In Völklingen geht es für die SGH nur um die Höhe der Niederlage

St. Ingbert. Nach dem katastrophalen Auftritt beim HC Schmelz vor einer Woche (26:41) müssen die Handballer der SGH St. Ingbert an diesem Samstagabend (19.30 Uhr) den schweren Gang nach Völklingen antreten. Die HSG um Trainer Berthold Kreuser führt die Saarlandliga unangefochten an und ist zuhause noch ungeschlagen

St. Ingbert. Nach dem katastrophalen Auftritt beim HC Schmelz vor einer Woche (26:41) müssen die Handballer der SGH St. Ingbert an diesem Samstagabend (19.30 Uhr) den schweren Gang nach Völklingen antreten. Die HSG um Trainer Berthold Kreuser führt die Saarlandliga unangefochten an und ist zuhause noch ungeschlagen.
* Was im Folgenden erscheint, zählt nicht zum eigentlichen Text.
PR #14395, opened 2026-05-21
[None][feat] KV reuse probe

lancelly:
## Summary

Stacked on top of #14353. Adds the KV cache reuse probe API from #14333 by cherry-picking `f9968c6bd3` onto the `feat/dsv4-refactor-and-probe` stack.

- Picks up the full content of #14353 (ReuseScope refactor + DSv4 follow-ups).
- Cherry-picks `Add KV cache reuse probe` (#14333, `f9968c6bd3`) — adds `KVCacheManager.probe_reuse()` plus the `BlockRadixTree.match` → `ReuseMatch` refactor that splits the prune logic out of `_KVCache._setup_for_reuse`.

## Conflict resolution notes (`tensorrt_llm/runtime/kv_cache_manager_v2/_core/_kv_cache.py`)

#14333 was based on `main`, which doesn't have DSv4's reuse-stats tracking. The cherry-pick conflicted in two regions; resolved as follows:

1. `_KVCache.__init__` — keep `_pending_stats = _PendingStats()` and the post-setup `_refresh_generation_alloc_ready()` call, while adopting the new `reuse_match: ReuseMatch | None` parameter from #14333.
2. `_setup_for_reuse` — adopt #14333's lean shape (use `match.blocks` / `match.num_tokens` from a pre-pruned `ReuseMatch`), then re-insert the DSv4 stats tracking inside the per-life-cycle loop (`full_reused_blocks`, `partial_reused_blocks`, `_pending_stats.record_reuse`, `mark_stats_dirty`) using `num_tokens` instead of the removed `get_num_matched_tokens(matched)` helper. Indexing was migrated from `matched[ordinal][0]` to `matched[ordinal]` since `matched` is now `list[Block]`.
3. `_KVCache.__init__` previously defaulted `expected_prompt_length` from `len(input_tokens)`. After #14333 removes the `input_tokens` parameter, that fallback was moved up one level into `KVCacheManager.create_kv_cache` so the public-API behavior is preserved.

### DIFF
--- a/tensorrt_llm/runtime/kv_cache_manager_v2/__init__.pyi
+++ b/tensorrt_llm/runtime/kv_cache_manager_v2/__init__.pyi
@@ -284,7 +284,7 @@ class _KVCache:
         self,
         manager: "KVCacheManager",
         reuse_scope: ReuseScope,
-        input_tokens: Sequence[TokenIdExt] | None,
+        reuse_match: Any | None,
         id: Any,
         custom_priority_callback: Callable[[int, Any], Priority],
         cache_salt_id: int | None = None,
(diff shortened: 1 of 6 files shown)


peihu-nv (approved):
LGTM. 

One follow up needed for full E2E is wiring the probe reuse to the existing `probe_prefix_match_length(...)` I think.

Die einzige Saisonniederlage setzte es am siebten Spieltag gegen den HC Dillingen/Diefflen. Auch gegen Schmelz hatte die Mannschaft um den ehemaligen St. Ingberter Simon Pytlik vor zwei Wochen keine Mühe (35:21).Entsprechend realistisch schätzt SGH-Trainer Mirko Schwarz die Partie in der Hermann-Neuberger-Halle ein - auch weil sein Team im Hinspiel nicht den Hauch einer Chance hatte. Im September war die SGH in der Ingobertushalle mit 15:35 unter die Räder gekommen. "Die Verhältnisse sind klar. Es geht eigentlich nur um die Höhe des Ergebnisses", sagt Schwarz. Trotzdem würde er ein Déjà-vu-Erlebnis gerne vermeiden: "Wir wollen uns nicht so überfahren lassen wie im Hinspiel und werden versuchen, so lange wie möglich dagegenzuhalten."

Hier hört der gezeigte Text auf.